- _DIRECTIONS_: Where in the data does the word "first" appear? Find those lines and copy them.

- _EXERCISE MATERIAL_:
━━━━━━━━━━━━━━━━━━━━━━━━━━━━━━
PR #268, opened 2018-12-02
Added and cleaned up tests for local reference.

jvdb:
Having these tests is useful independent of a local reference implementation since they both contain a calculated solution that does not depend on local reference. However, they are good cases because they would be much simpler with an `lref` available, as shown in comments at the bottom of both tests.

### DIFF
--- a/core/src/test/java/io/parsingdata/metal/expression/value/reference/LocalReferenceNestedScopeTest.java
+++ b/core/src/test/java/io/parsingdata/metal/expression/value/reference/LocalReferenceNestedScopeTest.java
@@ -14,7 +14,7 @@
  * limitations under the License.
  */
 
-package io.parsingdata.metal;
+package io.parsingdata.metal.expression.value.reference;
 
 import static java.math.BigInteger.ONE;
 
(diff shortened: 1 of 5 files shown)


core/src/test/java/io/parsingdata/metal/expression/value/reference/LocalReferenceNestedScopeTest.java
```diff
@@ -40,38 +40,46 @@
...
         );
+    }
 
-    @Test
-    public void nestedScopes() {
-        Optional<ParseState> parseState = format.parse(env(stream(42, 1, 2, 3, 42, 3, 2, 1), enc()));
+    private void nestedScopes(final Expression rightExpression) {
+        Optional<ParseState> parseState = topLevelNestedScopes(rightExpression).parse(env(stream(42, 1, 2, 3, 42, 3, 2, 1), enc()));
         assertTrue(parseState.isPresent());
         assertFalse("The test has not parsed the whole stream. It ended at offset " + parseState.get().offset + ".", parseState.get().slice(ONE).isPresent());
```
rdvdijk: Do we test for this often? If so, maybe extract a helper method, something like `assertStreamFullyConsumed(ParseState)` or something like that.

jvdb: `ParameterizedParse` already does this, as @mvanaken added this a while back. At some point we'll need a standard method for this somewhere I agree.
━━━━━━━━━━━━━━━━━━━━━━━━━━━━━━
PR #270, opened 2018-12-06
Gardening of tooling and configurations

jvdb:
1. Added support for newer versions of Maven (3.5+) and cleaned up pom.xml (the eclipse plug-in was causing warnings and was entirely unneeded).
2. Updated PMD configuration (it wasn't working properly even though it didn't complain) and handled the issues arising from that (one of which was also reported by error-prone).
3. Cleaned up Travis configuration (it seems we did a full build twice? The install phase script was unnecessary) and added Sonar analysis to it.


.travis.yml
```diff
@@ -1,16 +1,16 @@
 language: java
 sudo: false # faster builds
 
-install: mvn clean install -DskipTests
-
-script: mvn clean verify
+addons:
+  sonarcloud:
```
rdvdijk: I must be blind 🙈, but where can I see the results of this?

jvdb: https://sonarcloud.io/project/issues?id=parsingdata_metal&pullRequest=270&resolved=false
━━━━━━━━━━━━━━━━━━━━━━━━━━━━━━
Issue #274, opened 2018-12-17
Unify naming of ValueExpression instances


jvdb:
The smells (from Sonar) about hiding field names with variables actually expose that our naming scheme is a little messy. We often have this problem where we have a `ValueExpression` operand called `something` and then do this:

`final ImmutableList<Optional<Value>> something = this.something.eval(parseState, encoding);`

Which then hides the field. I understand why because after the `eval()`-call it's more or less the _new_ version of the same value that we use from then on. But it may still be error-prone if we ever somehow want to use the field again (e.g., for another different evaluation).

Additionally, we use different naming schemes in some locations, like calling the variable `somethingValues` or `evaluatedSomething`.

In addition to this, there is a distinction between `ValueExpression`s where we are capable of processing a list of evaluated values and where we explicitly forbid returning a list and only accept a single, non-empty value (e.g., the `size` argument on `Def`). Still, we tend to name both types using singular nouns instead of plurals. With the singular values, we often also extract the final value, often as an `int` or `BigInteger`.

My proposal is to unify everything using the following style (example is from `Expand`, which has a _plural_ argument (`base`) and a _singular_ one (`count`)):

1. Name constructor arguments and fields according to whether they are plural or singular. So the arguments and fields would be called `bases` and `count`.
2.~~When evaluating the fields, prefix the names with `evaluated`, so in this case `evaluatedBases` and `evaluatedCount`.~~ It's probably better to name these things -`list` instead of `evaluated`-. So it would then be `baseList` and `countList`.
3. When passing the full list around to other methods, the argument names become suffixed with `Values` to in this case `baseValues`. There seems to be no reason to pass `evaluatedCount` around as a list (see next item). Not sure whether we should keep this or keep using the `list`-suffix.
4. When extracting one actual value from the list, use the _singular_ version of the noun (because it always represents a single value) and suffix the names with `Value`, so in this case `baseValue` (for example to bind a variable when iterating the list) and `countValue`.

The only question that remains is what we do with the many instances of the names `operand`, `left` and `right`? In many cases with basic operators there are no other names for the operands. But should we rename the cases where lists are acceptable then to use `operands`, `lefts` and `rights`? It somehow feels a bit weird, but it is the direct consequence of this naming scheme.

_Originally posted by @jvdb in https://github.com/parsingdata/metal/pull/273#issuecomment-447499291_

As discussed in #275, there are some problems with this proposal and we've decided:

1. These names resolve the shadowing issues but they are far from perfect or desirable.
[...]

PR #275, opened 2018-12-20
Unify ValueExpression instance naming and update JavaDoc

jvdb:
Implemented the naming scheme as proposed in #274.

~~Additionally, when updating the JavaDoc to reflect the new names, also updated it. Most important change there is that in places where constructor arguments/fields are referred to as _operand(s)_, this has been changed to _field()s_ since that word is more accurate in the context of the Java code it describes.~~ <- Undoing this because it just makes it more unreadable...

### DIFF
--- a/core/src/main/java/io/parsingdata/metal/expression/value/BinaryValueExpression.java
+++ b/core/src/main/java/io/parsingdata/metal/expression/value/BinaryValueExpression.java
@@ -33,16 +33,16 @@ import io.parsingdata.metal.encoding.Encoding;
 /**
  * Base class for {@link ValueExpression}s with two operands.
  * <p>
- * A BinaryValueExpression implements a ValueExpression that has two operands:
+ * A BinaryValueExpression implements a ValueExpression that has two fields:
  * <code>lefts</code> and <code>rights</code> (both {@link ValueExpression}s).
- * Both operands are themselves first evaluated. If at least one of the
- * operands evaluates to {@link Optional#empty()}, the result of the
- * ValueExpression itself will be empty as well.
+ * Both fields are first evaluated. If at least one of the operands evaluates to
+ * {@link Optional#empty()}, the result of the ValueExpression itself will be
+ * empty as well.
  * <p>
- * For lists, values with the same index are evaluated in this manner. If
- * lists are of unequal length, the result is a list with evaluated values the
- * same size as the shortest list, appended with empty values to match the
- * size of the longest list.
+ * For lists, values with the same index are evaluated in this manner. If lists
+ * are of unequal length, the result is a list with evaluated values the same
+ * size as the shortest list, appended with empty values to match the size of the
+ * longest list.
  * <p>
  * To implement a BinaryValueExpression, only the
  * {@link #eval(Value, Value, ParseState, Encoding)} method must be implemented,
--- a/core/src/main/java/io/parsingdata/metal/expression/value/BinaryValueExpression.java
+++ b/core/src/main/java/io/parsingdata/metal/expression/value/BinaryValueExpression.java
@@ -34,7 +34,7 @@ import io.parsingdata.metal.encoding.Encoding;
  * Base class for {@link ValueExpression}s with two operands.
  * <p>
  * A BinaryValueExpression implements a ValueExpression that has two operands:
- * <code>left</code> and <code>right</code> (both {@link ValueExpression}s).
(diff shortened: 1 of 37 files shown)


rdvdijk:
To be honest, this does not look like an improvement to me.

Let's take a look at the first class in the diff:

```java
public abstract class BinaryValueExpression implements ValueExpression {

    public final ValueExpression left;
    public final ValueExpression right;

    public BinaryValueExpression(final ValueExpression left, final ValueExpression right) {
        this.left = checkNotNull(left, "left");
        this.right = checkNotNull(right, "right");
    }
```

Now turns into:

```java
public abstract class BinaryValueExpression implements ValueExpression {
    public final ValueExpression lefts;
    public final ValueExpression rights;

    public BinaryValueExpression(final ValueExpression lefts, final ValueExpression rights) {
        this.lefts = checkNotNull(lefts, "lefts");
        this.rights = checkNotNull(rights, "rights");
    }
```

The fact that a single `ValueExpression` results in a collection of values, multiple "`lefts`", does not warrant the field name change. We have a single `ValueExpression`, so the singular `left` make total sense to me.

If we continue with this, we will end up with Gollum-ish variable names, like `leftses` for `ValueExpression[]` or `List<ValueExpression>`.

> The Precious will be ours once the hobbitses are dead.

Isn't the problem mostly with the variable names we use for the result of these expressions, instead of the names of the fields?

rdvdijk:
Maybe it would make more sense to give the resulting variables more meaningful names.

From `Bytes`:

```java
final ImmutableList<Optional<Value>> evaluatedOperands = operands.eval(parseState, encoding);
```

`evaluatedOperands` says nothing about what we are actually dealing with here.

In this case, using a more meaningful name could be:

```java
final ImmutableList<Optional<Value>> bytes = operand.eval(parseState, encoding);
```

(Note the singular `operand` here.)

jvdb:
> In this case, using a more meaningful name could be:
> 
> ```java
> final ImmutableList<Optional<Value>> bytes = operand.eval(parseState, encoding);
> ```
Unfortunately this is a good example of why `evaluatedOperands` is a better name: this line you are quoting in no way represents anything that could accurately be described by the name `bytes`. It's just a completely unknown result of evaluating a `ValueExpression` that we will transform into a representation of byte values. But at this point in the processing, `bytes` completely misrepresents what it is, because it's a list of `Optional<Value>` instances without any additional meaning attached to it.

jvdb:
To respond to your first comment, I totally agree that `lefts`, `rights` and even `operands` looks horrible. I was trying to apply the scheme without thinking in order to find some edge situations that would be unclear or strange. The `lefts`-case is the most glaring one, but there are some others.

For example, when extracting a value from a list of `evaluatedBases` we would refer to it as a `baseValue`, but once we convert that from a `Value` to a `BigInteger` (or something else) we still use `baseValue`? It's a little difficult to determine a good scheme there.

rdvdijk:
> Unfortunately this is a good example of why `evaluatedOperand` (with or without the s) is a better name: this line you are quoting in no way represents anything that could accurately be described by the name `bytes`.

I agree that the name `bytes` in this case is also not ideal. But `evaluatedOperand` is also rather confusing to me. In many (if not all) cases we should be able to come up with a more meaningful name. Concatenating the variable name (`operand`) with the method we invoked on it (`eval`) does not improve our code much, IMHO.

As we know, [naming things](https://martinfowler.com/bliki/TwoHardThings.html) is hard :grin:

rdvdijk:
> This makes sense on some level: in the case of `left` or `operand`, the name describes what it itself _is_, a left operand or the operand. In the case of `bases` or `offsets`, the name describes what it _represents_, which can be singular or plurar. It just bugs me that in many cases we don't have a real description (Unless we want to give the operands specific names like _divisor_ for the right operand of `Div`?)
━━━━━━━━━━━━━━━━━━━━━━━━━━━━━━
- _ANSWER FOR THE TASK_:
- * Both operands are themselves first evaluated. If at least one of the
+ * Both fields are first evaluated. If at least one of the operands evaluates to
Let's take a look at the first class in the diff:
To respond to your first comment, I totally agree that `lefts`, `rights` and even `operands` looks horrible. I was trying to apply the scheme without thinking in order to find some edge situations that would be unclear or strange. The `lefts`-case is the most glaring one, but there are some others.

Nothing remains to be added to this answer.